Qwen3.5 35B-A3B (MoE)

Mixture-of-Experts model with 35B total parameters, 3B active. Includes reasoning support and tool calling via the Qwen3 parser.

apiVersion: greenthread.ai/v1alpha1
kind: Model
metadata:
  name: qwen-3-5-35b-a3b
  namespace: greenthread-system
spec:
  modelName: Qwen/Qwen3.5-35B-A3B
  dtype: bfloat16
  gpuMemoryUtilization: "0.90"
  tensorParallelSize: 1
  replicas: 1
  extraArgs:
    - "--enforce-eager"
    - "--reasoning-parser"
    - "qwen3"
    - "--enable-auto-tool-choice"
    - "--tool-call-parser"
    - "qwen3_coder"
  fairness: {}
  kvCache: {}
  lora: {}
  sleep: {}
  staging: {}
  resources: {}

VRAM: ~87.8 GiB per GPU | GPUs: 1

Tool calling

The --enable-auto-tool-choice and --tool-call-parser flags enable native tool/function calling.
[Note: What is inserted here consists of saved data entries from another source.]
Issue #396, opened 2012-03-08
If @Before throws an exception, then @After of the other subclasses should not be executed


viggyprabhu:
Hi,

I have 3 classes such that A extends from B which extends from C. Each one of them have a @Before and @After block. If @Before block in C actually throws an exception, then @After blocks from A and B should not be executed and only @After block from C should be executed. 
In my particular case, I was creating a folder in @Before and in @After writing a file in the folder in class B. Now since @Before at C threw an exception, @Before of B did not get executed but it executed @After of B which caused another exception as the folder it expected did not exists.
What do you suggest?

Regards,

Vignesh

PR #1340, opened 2016-07-13
Introduce class TestRuleAdapter

saschpe:
Allows to wrap method rules in test rules so that they can be used
inside rule chains. Not every third party project ported their method
rules yet (or even wants to).

Inspired by Johan Haleby's solution to PowerMock issue #396

### DIFF
--- a/src/main/java/org/junit/rules/TestRuleAdapter.java
+++ b/src/main/java/org/junit/rules/TestRuleAdapter.java
@@ -1,0 +1,73 @@
+package org.junit.rules;
+
+import org.junit.runner.Description;
+import org.junit.runners.model.FrameworkMethod;
+import org.junit.runners.model.Statement;
+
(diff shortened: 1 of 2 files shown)


src/main/java/org/junit/rules/TestRuleAdapter.java
```diff
@@ -0,0 +1,73 @@
...
+        }
+    }
+
+    private Class<?> getTestClass(Description description) {
+        return description.getTestClass();
+    }
+
+    private Object getTestObject(Description description) {
+        try {
+            return getTestClass(description).newInstance();
```
marcphilipp: IMHO creating a new instance of the test class is no solution. What if the method rule wants to interact with the actual test class instance?

kcooney: Agreed.

PR #1343, opened 2016-07-16
Replace uses of synchronized(something) with ReentrantLock.

kcooney:
In almost all cases, this is more efficent, especially if there is any
contention on the locks.

### DIFF
--- a/src/main/java/org/junit/internal/requests/ClassRequest.java
+++ b/src/main/java/org/junit/internal/requests/ClassRequest.java
@@ -1,11 +1,14 @@
 package org.junit.internal.requests;
 
+import java.util.concurrent.locks.Lock;
+import java.util.concurrent.locks.ReentrantLock;
+
 import org.junit.internal.builders.AllDefaultPossibilitiesBuilder;
 import org.junit.runner.Request;
 import org.junit.runner.Runner;
 
 public class ClassRequest extends Request {
-    private final Object runnerLock = new Object();
+    private final Lock runnerLock = new ReentrantLock();
 
     /*
      * We have to use the f prefix, because IntelliJ's JUnit4IdeaTestRunner uses
@@ -28,10 +31,13 @@ public class ClassRequest extends Request {
     @Override
     public Runner getRunner() {
         if (runner == null) {
-            synchronized (runnerLock) {
+            runnerLock.lock();
+            try {
                 if (runner == null) {
                     runner = new AllDefaultPossibilitiesBuilder(canUseSuiteMethod).safeRunnerForClass(fTestClass);
                 }
+            } finally {
+                runnerLock.unlock();
             }
         }
         return runner;
--- a/src/main/java/org/junit/runners/ParentRunner.java
+++ b/src/main/java/org/junit/runners/ParentRunner.java
@@ -12,6 +12,8 @@ import java.util.Collections;
 import java.util.Comparator;
 import java.util.Iterator;
 import java.util.List;
+import java.util.concurrent.locks.Lock;
+import java.util.concurrent.locks.ReentrantLock;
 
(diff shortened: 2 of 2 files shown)


marcphilipp:
Are you sure this is an improvement? It doesn't really use any of the advantages (API-wise) of ReentrantLock, does it? Is it really more efficient? It sure requires a couple of lines of additional code.

kcooney:
It is more efficient. For `synchronized(object)` if there is any contention in any synchronized block that uses an object of the same class, the synchronized block will get slower, even if that particular block is uncontested.

kcooney:
The alternative, to get slightly better performance while having a simpler locking API is to change this:

    private final Object runnerLock = new Object();

to this:

    private final Object runnerLock = new Object() {};

That way, each class that has a lock uses a different class for the monitor object, so contention in the locks in one class won't affect the locks in the other class

marcphilipp:
SGTM!

kcooney:
@marcphilipp what sounds good? Merging this pull or my comment starting with "The alternative" ?

marcphilipp:
I was referring to the alternative.

panchenko:
I am kind of curious on what's the source of "It is more efficient" information. And if contention in this places is high enough.

panchenko:
Also on the alternative: why "new Object() {}" is supposed to be faster? Is this defined by java spec or if such behavior was experienced by some java implementation on the particular system?

kcooney:
@panchenko I provided a link to some general performance results. I also have other sources but unfortunately I cannot forward them.

`ReentrantLock` is really the preferred way to do this. I could change the type of the variables use the `Lock` interface to alleviate the concern that we aren't using all the methods on `ReentrantLock`

smallyard:
See: http://www.ibm.com/developerworks/java/library/j-jtp10264/?S_TACT=105AGX52&S_CMP=cn-a-j

kcooney:
"new Object() {}" can be faster because the JVM can use the class of the object to determine if the lock has ever been contested. This kind of makes sense. If you use `synchronized` methods in your class, and the JVM sees contention in the intrinsic lock of the object, it's likely to see contention on other locks for that class. So if you synchronize on "new Object()" and there is contention anywhere in your application on a lock that uses "new Object()" then the JVM could assume that your lock could have contention, and avoid thin locks or biased locking.

panchenko:
I've tried tests from the 2nd mechanical-sympathy post http://mechanical-sympathy.blogspot.com/2011/11/biased-locking-osr-and-benchmarking-fun.html in java 8:
* if synchronized block contains only "++counter" then with ReentrantLock it is 10..25% faster
* specifically with 2 threads ReentrantLock is slower (as in the post)

If doing a bit more work instead of ++counter then difference stays at ~10%. It seems like if doing significantly more work (including object allocation, etc) with less contention then it would be quite hard to notice any difference.

kcooney:
@panchenko That's not a great benchmark. It's entirely possible that the JVM will optimize those locks away after warm-up since they are only protecting a local variable and the result is never used. Also, the measured time includes starting threads (!) and waiting for the joins.

Writing good micro-benchmarks is hard.

Going back to this change, it's highly unlikely that the changes to `ClassRequest` would be noticeable, since most users call `Request.aClass()` at most once per run. The `ParentRunner` change could be more noticeable. Since lock contention tracking is done by type, I would like to either use `ReentrantLock` (as recommended in the links in this thread) or `new Object() {}`. I suspect most readers of the code would be puzzled by the use of `new Object() {}`

kcooney:
I'm merging this. The alternative (using new `Object() {}`) is non-obvious, and the performance of `ReentrantLock` is better in almost all benchmarks listed in this thread.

Pass tools in your chat completion request and the model will generate structured tool calls.

Vision-language models

Kimi-VL A3B Thinking

Multimodal vision-language model with thinking capabilities. Processes images alongside text.

apiVersion: greenthread.ai/v1alpha1
kind: Model
metadata:
  name: kimi-vl-s3b-thinking-2506
  namespace: greenthread-system
spec:
  modelName: moonshotai/Kimi-VL-A3B-Thinking-2506
  dtype: bfloat16
  gpuMemoryUtilization: "0.90"
  tensorParallelSize: 1
  replicas: 1
  extraArgs:
    - "--enforce-eager"
    - "--trust-remote-code"
  fairness: {}
  kvCache: {}
  lora: {}
  sleep: {}
  staging: {}
  resources: {}

VRAM: ~87.9 GiB per GPU | GPUs: 1

Trust remote code

Vision-language models often require --trust-remote-code because they use custom model architectures not yet merged into the transformers library.

Multi-GPU models

Large models with tensor parallelism

For models that exceed a single GPU's memory, use tensorParallelSize to shard across multiple GPUs. The value must be a power of 2.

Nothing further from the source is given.